El fenómeno de la cleptocnídea
La primera vez que se descubrieron cnidocistos –células urticantes dotadas de veneno y un aguijón inyector propias de los celentéreos– en animales marinos pertenecientes a otros grupos evolutivos, como los ctenóforos, se creyó que se trataba de ramas zoológicas emparentadas, dado lo inverosímil de que hubieran adquirido por separado estructuras agresivas tan sofisticadas, pero con el tiempo hubo que admitir la evidencia.
La realidad es que tales botones urticantes habían sido incorporados por los predadores de los celentéreos, como es el caso de las babosas de mar; es como si tras un abordaje, un barco pirata robara los cañones del galeón conquistado –perdonen el exceso divulgativo del símil–.
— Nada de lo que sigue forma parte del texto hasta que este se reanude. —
PR #1080, opened 2020-12-31
chore(api): Fix integration tests

rjuliano:
*Issue #, if available:*

*Description of changes:*
A few tweaks related to get the `subscriptionReceivesMutationOverApiKey` test passing again. The previous backend being used was created using the console and relied on some custom resolvers (Events app sample from the AppSync console). These changes allow the test to work with the resolvers generated by the CLI. 

Updated the name of the Amplify app used by the DataStore tests.

### DIFF
--- a/aws-api/src/androidTest/assets/create-comment.graphql
+++ b/aws-api/src/androidTest/assets/create-comment.graphql
@@ -1,5 +1,5 @@
-mutation CommentOnEvent($eventId: ID!, $content: String!, $createdAt: String!) {
-  commentOnEvent(eventId: $eventId, content: $content, createdAt: $createdAt) {
+mutation CommentOnEvent($eventId: ID!, $commentId:String!, $content: String!, $createdAt: String!) {
+   createComment(input: {commentId: $commentId, eventId: $eventId, content: $content, createdAt: $createdAt}) {
       eventId
       content
       createdAt
--- a/aws-api/src/androidTest/assets/create-comment.graphql
+++ b/aws-api/src/androidTest/assets/create-comment.graphql
@@ -1,8 +1,7 @@
-mutation CommentOnEvent($eventId: ID!, $commentId:String!, $content: String!, $createdAt: String!) {
+mutation CreateComment($eventId: ID!, $commentId:String!, $content: String!, $createdAt: String!) {
    createComment(input: {commentId: $commentId, eventId: $eventId, content: $content, createdAt: $createdAt}) {
       eventId
       content
       createdAt
   }
 }
-
--- a/aws-api/src/androidTest/assets/create-event.graphql
+++ b/aws-api/src/androidTest/assets/create-event.graphql
@@ -1,5 +1,5 @@
 mutation CreateEvent($name: String!, $when: String!, $where: String!, $description: String!) {
-  createEvent(name: $name, when: $when, where: $where, description: $description) {
+  createEvent(input: {name: $name, when: $when, where: $where, description: $description}) {
     id
     name
     where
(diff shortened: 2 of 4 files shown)


aws-api/src/androidTest/assets/create-comment.graphql
```diff
@@ -1,5 +1,5 @@
-mutation CommentOnEvent($eventId: ID!, $content: String!, $createdAt: String!) {
-  commentOnEvent(eventId: $eventId, content: $content, createdAt: $createdAt) {
+mutation CommentOnEvent($eventId: ID!, $commentId:String!, $content: String!, $createdAt: String!) {
```
richardmcclellan, line 1: I think the request will work either way, but the name of the mutation should probably be changed to `CreateEvent` as well.

```suggestion
mutation CreateEvent($eventId: ID!, $commentId:String!, $content: String!, $createdAt: String!) {
```

aws-api/src/androidTest/assets/create-event.graphql
```diff
@@ -1,5 +1,5 @@
 mutation CreateEvent($name: String!, $when: String!, $where: String!, $description: String!) {
-  createEvent(name: $name, when: $when, where: $where, description: $description) {
+  createEvent(input: {name: $name, when: $when, where: $where, description: $description}) {
```
richardmcclellan, line 2: I think this is usually supposed to be a `CreateEventInput!` object, but if it's working as is, maybe I'm wrong?

```suggestion
  createEvent(input: CreateEventInput!) {
```

Also, if you make this change, don't you also need to update the code in `GraphQLInstrumentationTest::createEvent` to add an "input" variable, instead of the other 4 variables (name, when, where, description)?

aws-api/src/androidTest/assets/create-comment.graphql
```diff
@@ -1,8 +1,7 @@
-mutation CommentOnEvent($eventId: ID!, $content: String!, $createdAt: String!) {
-  commentOnEvent(eventId: $eventId, content: $content, createdAt: $createdAt) {
+mutation CreateComment($eventId: ID!, $commentId:String!, $content: String!, $createdAt: String!) {
+   createComment(input: {commentId: $commentId, eventId: $eventId, content: $content, createdAt: $createdAt}) {
```
richardmcclellan, line 2: This is usually a `CreateCommentInput!` object.   But if it's working as is, maybe I'm wrong?

```suggestion
   createComment(input: CreateCommentInput!) {
```

jamesonwilliams (approved):
The tests are green again! 🙏

aws-api/src/androidTest/assets/create-event.graphql
rjuliano: I was confused by this as well. I think the API that used to be hit by this test was created via the AppSync console using one of the sample apps they provide, so it differs from the schema that gets generated by the Amplify CLI. Since we're now generating via the CLI, some of the calls had to be tweaked a bit.

At first, I tried adding "input" to the call from `GraphQLInstrumentationTest::createEvent`, but turns out that those parameter names have to match what's specified in the mutation declaration `mutation CreateEvent($name: String!, $when: String!, $where: String!, $description: String!)`

aws-api/src/androidTest/assets/create-comment.graphql
rjuliano: Same deal as the one above.

aws-api/src/androidTest/assets/create-event.graphql
rjuliano: Also, `CreateEventInput` doesn't exist in the context of this query. I think it would have to be declared as part of the `create-event.graphql` file.

richardmcclellan: Got it, thanks for the explanation!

Pero no es fácil resistirse a la tentación de comparar el abordaje de los dragones de mar a las carabelas portuguesas con toda una batalla marina, en este caso además en aguas gaditanas, cerca del mismísimo escenario de la Batalla de Trafalgar.
También las carabelas portuguesas eran hasta hace años poco conocidas por el público, pero su frecuente presencia en aguas de la Península durante varias temporadas ha motivado que se hayan convertido en populares de la prensa veraniega, dadas las advertencias sobre la grave molestia que pueden suponer para los bañistas en las costas en que aparecen.
Estas criaturas marinas se suelen confundir con medusas, pero en realidad se trata de colonias de medusas de diferentes morfologías: su nombre científico les adjudica al género Physalia, que comprende celentéreos hidrozoos del grupo llamado sifonóforos, porque la colonia flota sostenida por una estructura en plataforma llamada sifón.
Bajo el sifón se encuentran los diferentes miembros de la colonia, divididos en individuos para la digestión de las presas –gastrozoides–, reproductores –gonozoides–, así como los filamentos pescadores, que son los dotados de botones urticantes y veneno robados y asimilados por los dragones piratas.
Lo cierto es que con semejantes criaturas luchando en la superficie de los mares, no solo en aguas tropicales, sino en nuestras latitudes mediterráneas, no es necesario imaginar monstruos marinos ni criaturas extraterrestres. La vida en nuestro planeta es suficientemente complicada y apasionante.